- A Harvard paper has urged central banks to hold Bitcoin as a way to circumnavigate sanctions.
- Only El Salvador has elevated Bitcoin to a national currency, but a number of sanctioned countries may take the bold leap.
- Enthusiasts are looking at countries in the Gulf as potential nations to add Bitcoin to their balance sheets.
A paper from a fifth-year PhD student at Harvard has urged central banks to use Bitcoin (BTC) in their reserves as a way to hedge sanctions risk.
Mathew Ferranti, a PhD candidate, published a paper that has caused a small stir amongst Bitcoin enthusiasts as it called on governments to add the asset class as part of their reserves. Titled “Hedging Sanctions Risk: Cryptocurrency in Central Bank Reserves”, Ferranti makes a strong case for nations facing sanctions risk to hold BTC.
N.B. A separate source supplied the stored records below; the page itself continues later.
PR #613, opened 2020-07-27
Add more history events on QT

Oreonan:
This make same behavior on QT like on Classic and Android clients for example

### DIFF
--- a/Client/qtTeamTalk/mainwindow.cpp
+++ b/Client/qtTeamTalk/mainwindow.cpp
@@ -1011,31 +1011,10 @@ void MainWindow::processTTMessage(const TTMessage& msg)
         processTextMessage(msg.textmessage);
         break;
     case CLIENTEVENT_CMD_FILE_NEW :
-    {
-        Q_ASSERT(msg.ttType == __REMOTEFILE);
-        const RemoteFile& file = msg.remotefile;
-        User user; 
-        //only update files list if we're not currently logging in or 
-        //joining a channel
-        cmdreply_t::iterator ite = m_commands.find(m_current_cmdid);
-        if(m_filesmodel->getChannelID() == file.nChannelID &&
-           (ite == m_commands.end() || (*ite != CMD_COMPLETE_LOGIN && 
-                                        *ite != CMD_COMPLETE_JOINCHANNEL)) )
-        {
-            updateChannelFiles(file.nChannelID);
-            playSoundEvent(SOUNDEVENT_FILESUPD);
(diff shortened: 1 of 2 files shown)


Client/qtTeamTalk/mainwindow.cpp
```diff
@@ -753,6 +753,7 @@ bool MainWindow::parseArgs(const QStringList& args)
 void MainWindow::processTTMessage(const TTMessage& msg)
 {
     bool update_ui = false;
+    QString rootchanname = _W(tr("root"));
```
bear101, line 756: I don't think the _W macro is needed here

Client/qtTeamTalk/mainwindow.cpp
```diff
@@ -1100,6 +1131,13 @@ void MainWindow::processTTMessage(const TTMessage& msg)
                m_talking.size() == 0)
                 m_sysicon->setIcon(QIcon(APPTRAYICON_CON));
         }
+
+        if(user.uUserState & USERSTATE_MEDIAFILE_AUDIO && user.nUserID != TT_GetMyUserID(ttInst))
+        {
+            User nameuser;
```
bear101, line 1137: You don't need to extract user as "nameuser". Just use existing "user".

Btw, if you have a C-struct in C++ then initialize it like this: "User user = {};" Then all data in the struct is initialized to zero (this is important for strings since they are zero terminated).

Client/qtTeamTalk/mainwindow.cpp
```diff
@@ -940,26 +941,57 @@ void MainWindow::processTTMessage(const TTMessage& msg)
...
         Q_ASSERT(msg.ttType == __USER);
         if(msg.user.nUserID == TT_GetMyUserID(ttInst))
             processMyselfJoined(msg.user.nChannelID);
         emit(userJoined(msg.user.nChannelID, msg.user));
+        if(m_commands[m_current_cmdid] != CMD_COMPLETE_LOGIN) {
+            if(msg.user.nUserID != TT_GetMyUserID(ttInst)) {
+                Channel chan = {};
+                ui.channelsWidget->getChannel(msg.user.nChannelID, chan);
+                QString userjoinchan = tr("%1 joined channel").arg(getDisplayName(msg.user));
+                if(chan.nParentID == 0 && msg.user.nChannelID != TT_GetMyChannelID(ttInst))
```
bear101, line 968: Why the "nChannelID != TT_GetMyChannelID(ttInst)"?

Oreonan:
Because another message already exists if someone join same channel.

PR #2170, opened 2024-03-01
fixed join channel option

HanaDadfar:
now when focused on a user and not a channel, or when not connected and accessing the channel menu from the alt menu, the label of join channel option will no longer be announced "Leave Channel", it'll be announced "Join/Leave Channel" instead.

### DIFF
--- a/ChangeLog.txt
+++ b/ChangeLog.txt
@@ -4,6 +4,7 @@
 
 Version 5.16, unreleased
 Default Qt Client
+- Fixed join channel / leave channel option
 - Option to show server's message of the day in a welcome dialog box
 - Don't display server name when disconnected from server where not authentified
 - Option to show channel topic in channel list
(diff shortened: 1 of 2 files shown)


HanaDadfar:
this pr is now ready, unless you agree with the faqt that i remove the shortcut for the option when called join/leave channel.

bear101:
I don't see why this pull request is necessary. If not channel is selected in channels tree nothing will happen:
```
void MainWindow::slotChannelsJoinChannel(bool /*checked=false*/)
{
    Channel chan;
    DoubleClickChannelAction dbClickAct = DoubleClickChannelAction(ttSettings->value(SETTINGS_DISPLAY_CHANDBCLICK, SETTINGS_DISPLAY_CHANDBCLICK_DEFAULT).toUInt());
    if (!ui.channelsWidget->getSelectedChannel(chan))
        return;

```

HanaDadfar:
please, read my point in the discription again. When no channel is selected and we are looking at channels menu from the alt menu, the option is called leave channel, which is confusing. I fixed the name so that it alwase has a correct name. Please read this again, Thanks.

PR #2171, opened 2024-03-02
Android: new option to use the old event sounds instead of the current Default soundpack

Muamalaljanahi:


HanaDadfar:
@Muamalaljanahi hi
Thanks for your works for teamtalk android which needs a lot of support currently.
Is it possible for you to also add the transmit controles and intercept subscriptions options to the user prop activity also, those are really needed, now only in windows people can manage classroom channels, or mute or unmute a user. These can be in the user prop, and anyone who have access to them will be able to toggle them.
Thanks so much! I'm only limited to add new things in qt teamtalk because for some reasons i'm not allowed to have android studio in my system. Thanks again.

bear101:
Instead of new and old audio files it should be possible for the users to choose their own audio files (sound pack).

Muamalaljanahi:
I have thought about it but there's still an issue with accessing files on Samsung devices. For instance, on my Samsung device, I'm unable to upload or stream files.

PR #2174, opened 2024-03-02
Fix online users dialog compilation warnings with Qt6

CoBC:


bear101:
it does not compile on Qt 5.15

CoBC:
Ah yes, I saw with GitHUb action. Do you think we should make a 
condition to build without warning on Qt6 and fix build on Qt5, or just 
keep as previously and let warning here?

bear101:
I think we can only avoid the warning by making a duplicate implementation based on #if-macro Qt5 vs Qt6. I've also tried to look for a solution but was unable to without duplicate code.

HanaDadfar:
why qt5 is not completely dropped when you are already up to qt6? i mean why just 1 qt version at a time is not used?

HanaDadfar:
oh, is qt6 not compatible with linux or it has any problems?

CoBC:
We're waiting for a LTS version of Ubuntu with Qt6.4 or higher

HanaDadfar:
oh, then i hope that happens soon because i hate how when i built qt teamtalk it downloaded qt5 for me also. it was pretty strange for me, and stil i don't know what to do about the tolk problem that i have, i currently can't develop any tts related features to teamtalk because i can't test. Completely it doesn't know what the tolk is, putting it in the folder or not putting it doesn't make any difrence for the teamtalk. In both cases it runs, and doesn't have tolk support. But when i remove the tolk.dll from the folder of teamtalk5.exe which is built by teamtalk, I get an error saying tolk.dll was not found. Reinstalling may fix this problem, but when i don't put the tolk.dll in the folder of teamtalk5.exe which is built by me, everything runs properly and i get no errors at all. And even in v studio when i build, i get no errors or warnings. But When teamtalk5.lib was missing, i got an error saying teamtalk5.lib was not found in the blaablaa directory. But now that my tolk is missing, i don't get any errors, so i don't know where to put the tolk.lib file which i got when entered this cmake be qt build command. And i can't get help anywhere else than teamtalk developers, and until now i don't know what to do. Keep in minde i have all of the tolk related files and sources and the tolk vcx proj file and tolk.lib file, but idk where to put them so that my teamtalk5 build steps would also consider tolk and build it as a dependency.

PR #2175, opened 2024-03-02
Android client: added operator password

Muamalaljanahi:


HanaDadfar:
also, android client really, really, really missing the ability to select an input microphone like ios and windows.

PR #2180, opened 2024-03-04
Android client: navigate up button behaviour fix

poretsky:
At first this button should switch to the channels tab. Anyway, it
definitely should not kick user out of the server if some other tab is
selected.


bear101:
I'll add a notice to the ChangeLog

PR #2181, opened 2024-03-04
Redesign hostmanager

CoBC:


HanaDadfar:
@CoBC what was the point of recoding the host manager? what has been added, what was removed and what has been changed? I'm going to build this and try it, but before building, I like to ask you what has been changed as a user facing changes?

CoBC:
Currently we can't build anything from this PR because it's a WIP and 
nothing is working for now. The final point is to simplify hostmanager 
window. I'll explain more later when it will be finish

HanaDadfar:
@CoBC oh, ok. Nice done.
yeah, it's a good idea to simplify host manager.

CoBC:
@bear101 Do you have any advice to complete the GestHostEntry method? Don't know how to do easily, especially for encryptioon properties.

bear101:
> @bear101 Do you have any advice to complete the GestHostEntry method? Don't know how to do easily, especially for encryptioon properties.

I remember the encryption part being very complicated because some settings are only kept temporarily, i.e. until selection changes. Maybe this could be solved by only allowing connect attempts to hosts that are saved.

CoBC:
> > @bear101 Do you have any advice to complete the GestHostEntry method? Don't know how to do easily, especially for encryptioon properties.
> 
> I remember the encryption part being very complicated because some settings are only kept temporarily, i.e. until selection changes. Maybe this could be solved by only allowing connect attempts to hosts that are saved.

The question here is not really for login, but for edition. In the old serverlistdlg.cpp, pressing on "Setup encryption" called GetHostEntry to check validity of selected host and than call encryptionsetupdlg.cpp to directly update host properties. But now, when we will press on "Edit" in serverlistdlg.cpp, serverdlg.cpp will be call to update host properties, and the return will be the GetHostEntry, based on the same behaviour as in mainwindow.cpp for editing a channel for example. But, don't know how to retrieve encryption settings in serverdlg.cpp and than pass it to serverlistdlg.cpp
Not sure if I'm very clear

bear101:
@CoBC sorry I haven't had time to look into this new host manager. The new Android release has taken all my time these last couple of weeks. I was planning to release the Android client as v5.15.2 that only fixed the file upload problem. However, it turned out to cause a cascade of issues that had to be fixed due to new restrictions on Google Play.

The new Android release will be released as v5.16 since we ended up making so many changes. I'll also release the Qt client while I'm at it.

bear101:
@CoBC I've rebased and push a commit that handles encryption dialog. With the setup you're doing now I don't see the need for "m_setup_encryption". The "m_setup_encryption" was only required when user had the ability to change selected server. But this can not be done in your new setup since you're only accessing one server at the time.

CoBC:
@bear101 As you can see in GitHub action, there is a lot of error like 
"usernameBox is not a member of Ui::ServerDlg" E.G. at serverdlg.cpp 
line 41.

Do you have any idea on it?

bear101:
@CoBC I've used Qt Creator's Copy/Paste to add UI items to ServerDlg on this branch: #2249
Note that it's a branch based on master. Try replacing serverdlg.ui with the .ui file you've created on "hostmanager" branch.

CoBC:
Thanks, I'll continue on this new branch

PR #2184, opened 2024-03-05
Android client: file transfer functionality fix

### LINKED ISSUE #2117: can't upload , download and stream Media files
### Description

    hello , when i try to upload or download a file or stream a media files on android it says upload or import files will be Unavailable same thing for streaming , when I click browse it doesn't show the files , I am using the programLatest version from the google play ,and my phone is samsung galaxy s23ultra

### Application

- [ ] qtTeamTalk
- [X] TeamTalkAndroid
- [ ] iTeamTalk
- [ ] TeamTalkClassic
- [ ] TeamTalkServer

### Platform

- [ ] Windows
- [ ] macOS
- [X] Android
- [ ] iOS
- [ ] Linux

### Expected behavior

_No response_

### Actual behavior

_No response_

n/a

poretsky:
This solution is not the perfect one, but it works. To use proper
approach some TeamTalk library functions API modifications are
necessary.

Hopefully fixes #2117

### DIFF
--- a/Client/TeamTalkAndroid/src/main/java/dk/bearware/gui/AbsolutePathHelper.java
+++ b/Client/TeamTalkAndroid/src/main/java/dk/bearware/gui/AbsolutePathHelper.java
@@ -24,7 +24,6 @@
 package dk.bearware.gui;
 
 import android.annotation.SuppressLint;
-import android.content.ContentUris;
 import android.content.Context;
 import android.database.Cursor;
 import android.net.Uri;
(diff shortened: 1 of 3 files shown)


beqabeqa473:
@poretsky do you mean to pass and/or get files as bytes instead of file paths?
If yes, that would be the best way and that would make working with files in more customized way not only for Android.

poretsky:
Accessing files by real path in Android is deprecated in fact. In modern
Android versions even it is not always possible to get real file
path. But there is a legal way to pass an fd (file descriptor) to a low
level function. Thus, it would be the best if such TeamTalkBase methods
as doSendFile() and so on could accept fd as an argument and use it for
local file access. The fd is passed being already opened and detached,
so a low level function must close it itself. This is the legal and
proper approach that has many benefits.

bear101:
Great @poretsky! File upload has been broken for a long time

bear101:
Any chance "Stream media file" can be fixed in the same way? When I try to stream a file it's like it doesn't detect the file path.

Muamalaljanahi:
hi @bear101 It got fixed here. You may need to regrant permissions somehow.

poretsky:
@bear101, please, consider my suggestion concerning file descriptor
usage. This solution works for now, but I think that we cannot rely on
it for a long time, because Android apparently doesn't like file access
by real path. At least, keep it in mind for future.

PR #2190, opened 2024-03-06
Fix compilation on systems using musl libc, like alpine-linux

beqabeqa473:


bear101:
Discussion here: https://github.com/DOCGroup/ACE_TAO/issues/914

PR #2200, opened 2024-03-11
Ask for accessibility settings at first startup on Linux

CoBC:
Based on the work originally did by @Nardol in PR #1865 
Tested on Windows and Linux, works as expected. Should have no effect on MacOS


Client/qtTeamTalk/mainwindow.cpp
```diff
@@ -746,18 +747,26 @@ void MainWindow::loadSettings()
     if(connect_ok)
         QTimer::singleShot(0, this, &MainWindow::slotConnectToLatest);
 
+#if (defined(Q_OS_WINDOWS) && defined(ENABLE_TOLK)) || defined(Q_OS_LINUX)
```
bear101, line 750: Isn't it enough to check for ENABLE_TOLK macro?

Client/qtTeamTalk/mainwindow.cpp
```diff
@@ -771,13 +780,17 @@ void MainWindow::loadSettings()
 
         if(answer.clickedButton() == YesButton)
         {
+#if defined(Q_OS_WINDOWS)
```
bear101, line 783: Also here the macro should be ENABLE_TOLK instead of Q_OS_WINDOWS.

Client/qtTeamTalk/mainwindow.cpp
```diff
@@ -746,18 +747,26 @@ void MainWindow::loadSettings()
     if(connect_ok)
         QTimer::singleShot(0, this, &MainWindow::slotConnectToLatest);
 
+#if (defined(Q_OS_WINDOWS) && defined(ENABLE_TOLK)) || defined(Q_OS_LINUX)
     if (ttSettings->value(SETTINGS_GENERAL_FIRSTSTART, SETTINGS_GENERAL_FIRSTSTART_DEFAULT).toBool())
     {
+    bool SRActive = false;
```
bear101, line 753: The indentation doesn't look right in this if-block

Client/qtTeamTalk/settings.h
```diff
@@ -31,8 +31,10 @@
 #define SETTINGS_VERSION                            "5.3"
 #define SETTINGS_GENERAL_VERSION                    "version"
 #define SETTINGS_GENERAL_VERSION_DEFAULT            SETTINGS_VERSION
+#if defined(Q_OS_WINDOWS) || defined(Q_OS_LINUX)
```
bear101, line 34: Also ENABLE_TOLK instead of Q_OS_WINDOWS

PR #2202, opened 2024-03-12
intercept options for android client

peter1384:


peter1384:
I deleted my teamtalk fork, Then i reforked the teamtalk again, And i only pushed the intercept related things. Is it ok now?

bear101:
Thanks for splitting up the PR. I'll merge it now.

PR #2298, opened 2024-05-21
Confirm server deletion on iOS

CoBC:
It seams to build correctly according to GitHub action checks


bear101:
The CI pipeline does not compile iTeamTalk. It only builds libraries.

CoBC:
Oh OK, I didn't remember it.
So if this PR doesn't compile, I guess we can just close it, as I can't test changes myself.

PR #2301, opened 2024-05-21
Optional sound event for user typing private message

### LINKED ISSUE #1121: Play continuously a sound when user is typing a private message
When the person we privatly chat with is typing, there is an indication.
Could we also have an option to play a sound all the time the user is typing so playing it in loop?

CoBC:
Fixes #1121


bear101:
@CoBC I've noticed a bug in Sound Events tab:

1. Select an item in the list
2. Change sound pack
3. Change selection in the list
4. Now the sound event of the previous sound pack replaces the sound event

CoBC:
Fixed

PR #2303, opened 2024-05-22
Only use QLabel in User info dialog

CoBC:
Maybe usage of readonly QLineEdit was wanted, but I didn't see the real advantage of it.
So, I just replaced it by static QLabel

### DIFF
--- a/ChangeLog.txt
+++ b/ChangeLog.txt
@@ -16,6 +16,8 @@ Default Qt Client
 - Redesign "Sound Events" tab in Preferences
 - Ability to replace existing file on upload
 - Menu to insert MOTD variables in "Server Properties" dialog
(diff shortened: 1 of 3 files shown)


CoBC:
We can use arrow keysto navigate in a QLabel, but it's not read by 
screenreader, right. It's an issue which have to be reported to Qt.

However, note that we can use screenreader option to read character by 
character, E.G. with NVDA, numpad 3 and numpad 1.

bear101:
The reason for QLineEdit was to be able to copy/paste user information. But it looks like it also works with QLabel.

CoBC:
Yes it works, I find it more appropriate when we just display info

jeremyp3:
@bear101 I find that this pr degrades the accessibility of this dialog box, as indicated in my first message, I don't understand the merge.

PR #2304, opened 2024-05-22
Support Import/Export entire Server List

CoBC:


Client/qtTeamTalk/serverlistdlg.cpp
```diff
@@ -397,36 +399,45 @@ void ServerListDlg::slotImportTTFile()
...
             tr("Failed to load file %1").arg(filepath));
         return;
     }
 
-    QDomElement rootElement(doc.documentElement());
-    QString version = rootElement.attribute("version");
-
-    if(!versionSameOrLater(version, TTFILE_VERSION))
+    QDomElement rootElement = doc.documentElement();
+    if (rootElement.tagName() == "teamtalk")
```
bear101, line 411: Use TTFILE_ROOT instead of "teamtalk"

Client/qtTeamTalk/serverlistdlg.cpp
```diff
@@ -619,6 +630,110 @@ void ServerListDlg::saveTTFile()
...
+    if (filename.isEmpty())
+        return;
+
+    ttSettings->setValue(SETTINGS_LAST_DIRECTORY, QFileInfo(filename).absolutePath());
+
+    QDomDocument doc;
+    QDomProcessingInstruction xmlDecl = doc.createProcessingInstruction("xml", "version='1.0' encoding='UTF-8'");
+    doc.appendChild(xmlDecl);
+
+    QDomElement root = doc.createElement("teamtalk");
```
bear101, line 677: Use TTFILE_ROOT instead of "teamtalk".

Client/qtTeamTalk/serverlistdlg.cpp
```diff
@@ -619,6 +630,110 @@ void ServerListDlg::saveTTFile()
...
+    root.setAttribute("version", "5.0");
```
bear101, line 678: Use TTFILE_VERSION instead of "5.0"

peter1384:
also, the way we choose the single server per file or export all servers in one file is a bit strange I think.
When we pressed the export server list to .tt file button in the host manager, we should get a combo box and an ok button and a cansle button, like the ban a user dialog. In the combo box then we select we want a single file or one file per each server. The rest is grate!

CoBC:
I don't really like multiplication of dialogs with just one widget, it's 
why I choose this method with menu

peter1384:
oh! I looked at this properly and now i know This is a context menu, grate grate, don't touch it it's fine, You are grate to go!

peter1384:
there is a bug with export all servers in one file. When you klick on it, in the save file dialog wich opens and allowes you to save the tt file, the file type is set to tt file *.tt which is correct, but the filename edit feald is blank, so when we try to press the save button to save the tt file in to the selected directory, the save button doesn't do anything and doesn't save anything because the filename is blank, so this means this feature is broken with this bug.

peter1384:
it should work as when you select a file in the files tab and you download it, in the save file dialog that opens, the file name that you are downloading is in the filename edit feald so you can continue

peter1384:
is this random number in the filename is expected? edit  Alt+  n  selected TeamTalk5Servers_20240523_121206.tt

CoBC:
It's not a "random" number, just current date and time

peter1384:
oh I see, but shouldn't it be like this instead?
2024-03-05_17-06-43
for example?

CoBC:
I did it exactly as the same way of recordings filenames.

peter1384:
yes true, but i think add a / or - simble between year/month/day, such as 2024/5/23
because currently, screenreader just reads out all the numbers like 20245236

PR #2306, opened 2024-05-23
Context menu to ban list

CoBC:
* Ability to sort banned list
* Option to move users bitween list
* Ban time converted to local format

### DIFF
--- a/ChangeLog.txt
+++ b/ChangeLog.txt
@@ -19,6 +19,9 @@ Default Qt Client
 - Optional sound event for user typing private message
 - Replace readonly edit fields by statis label in "User info" dialog
 - Only show available info in "User info" dialog
+- Ability to sort Ban List
+- Context menu to move banned/unbanned users to banned/unbanned list
+- Ban time displays in local format
 Android Client
 - users who have the "User can make other users channel operator" right will no longer be asked for the operator password for granting/revoking channel operator
 iOS Client
--- a/Client/qtTeamTalk/bannedusersdlg.cpp
+++ b/Client/qtTeamTalk/bannedusersdlg.cpp
@@ -323,7 +323,7 @@ void BannedUsersDlg::slotUnbannedContextMenu(const QPoint& /*point*/)
 {
     QMenu menu(this);
     QAction* banUser = menu.addAction(tr("&Move Selected User to Banned List"));
-    auto srcIndex = m_bannedproxy->mapToSource(ui.bannedTreeView->currentIndex());
+    auto srcIndex = m_unbannedproxy->mapToSource(ui.unbannedTreeView->currentIndex());
     banUser->setEnabled(srcIndex.isValid());
     if (QAction* action = menu.exec(QCursor::pos()))
     {
--- a/Client/qtTeamTalk/bannedusersdlg.cpp
+++ b/Client/qtTeamTalk/bannedusersdlg.cpp
@@ -254,9 +254,24 @@ void BannedUsersDlg::cmdProcessing(int cmdid, bool active)
 
 void BannedUsersDlg::keyPressEvent(QKeyEvent *e)
 {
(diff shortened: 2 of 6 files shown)


peter1384:
nice! Then, these buttons
> button remove banned user
and
<button put back to banned users should be removed to simplyfy the dialog and context menu actions does the work of these buttons.

peter1384:
the option in the unbanned tree view context menu stays unavailable even when an option is selected in it, lol because in the void of unbanned context menu, you say
    auto srcIndex = m_bannedproxy->mapToSource(ui.bannedTreeView->currentIndex());
    but you should say
        auto srcIndex = m_bannedproxy->mapToSource(ui.unbannedTreeView->currentIndex());
        lol

CoBC:
Good try, but nope, it should be:
auto srcIndex = m_unbannedproxy->mapToSource(ui.unbannedTreeView->currentIndex());
Btw, I'm glad if my mistakes are so funny

peter1384:
oh yeah! that unbanid one too
lol no, your mistakes are not funny, i just laughed because i felt we need some fun while working and stuf, and things happen.

peter1384:
actually, a very nice suggestion! The ability to unban all banned users! hear's how to
these >button and <buttons should not be removed, instead their job should be difrent.
When klicking this >button remove banned user, all items inside banned tree view should be moved to unbanned tree view
and when klicking this <button put back to banned users, all items inside unbanned tree view should be moved to banned tree view, wether they have only 1 item or 10000 items in them, these buttons should move them all
so this is an ability for server owners who have banned a lot of users from their servers and they just want to unban everybody.
But you'll need to wright 2 new voids for these buttons because currently we don't have any void that moves all items of one tree view to another tree view.

CoBC:
Just press CTRL+A in the tree view and than press the button

peter1384:
also, currently, pressing enter key in tree views just exits the dialog, but double klick in an item in banned tree view moves that user to unbanned tree view, and double klick on an item in unbanned tree view moves that item to banned tree view, So, enter key should do that as wel in tree views. Thanks!

peter1384:
like the user accounts dialog, wich enter key does the double klick's job instead of doing unexpected things

peter1384:
i don't think i have the ability to push commits to this branch to help you, if i could i'd do some things that i know how to do
currently, we have a place where it says pressing enter on the text box slot new ban, can we add 2 more elses to that lojic for tree views, or we need to wright it difrently, because it's nice and quick to press enter on an item in the tree view to move that item to the other tree view, also that's what double klick does see this
    connect(ui.bannedTreeView, &QTreeView::doubleClicked, this, &BannedUsersDlg::slotUnbanUser);
    connect(ui.unbannedTreeView, &QTreeView::doubleClicked, this, &BannedUsersDlg::slotBanUser);

CoBC:
You don't have right to push on this repo
I've applied your suggestion

peter1384:
ok then thanks. Then if anything else was good as a suggestion i'll let you know hear so you can aply

peter1384:
it doesn't work. I just built the last commit. pressing enter on the tree views just exits the dialog, actually not only tree views, pressing enter anywhere exits the dialog.
may be there is a bug somewhere else, because for example when we pressed enter on user accounts dialog it didn't exit the dialog.

CoBC:
I'm not a big fan of event filter but it seams we don't have choice for trees :(

bear101:
There's a good deal of conflicts with the "search banned users" PR

CoBC:
I think I've fixed it

bear101:
The search function using "Enter" key is no longer working with this change

peter1384:
oh, i understand why. The enter key we modifyed it so that it'll add or remove ban in tree views doesn't incclood that search thing hear, so it'll be fixed if you also inclood that when pressed enter on search text box do that

bear101:
Replaced by #2312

The use of digital assets in evading sanctions has been a heated topic of discussion in recent times, with things reaching a crescendo after Russia invaded Ukraine. In the days following the invasion, Western nations slammed economic and financial sanctions on Russia, which analysts say could shrink the country’s economy by up to 6%.
Since then, the Russian central bank and the Finance Ministry have announced that it will be turning to virtual currencies to facilitate cross-border transactions.
However, the paper notes that centralization in the digital asset industry could be a stumbling block in using the asset class to circumvent sanctions. In March, Coinbase, Gemini, and Binance conceded to the demands of U.S. law enforcement agencies to report any transactions involving sanctioned Russian individuals or entities.
Ferranti’s paper did not broach the subject of the effectiveness of sanctions but notes that they could have some unintended consequences, “like hurting the population of the country that you’re sanctioning.”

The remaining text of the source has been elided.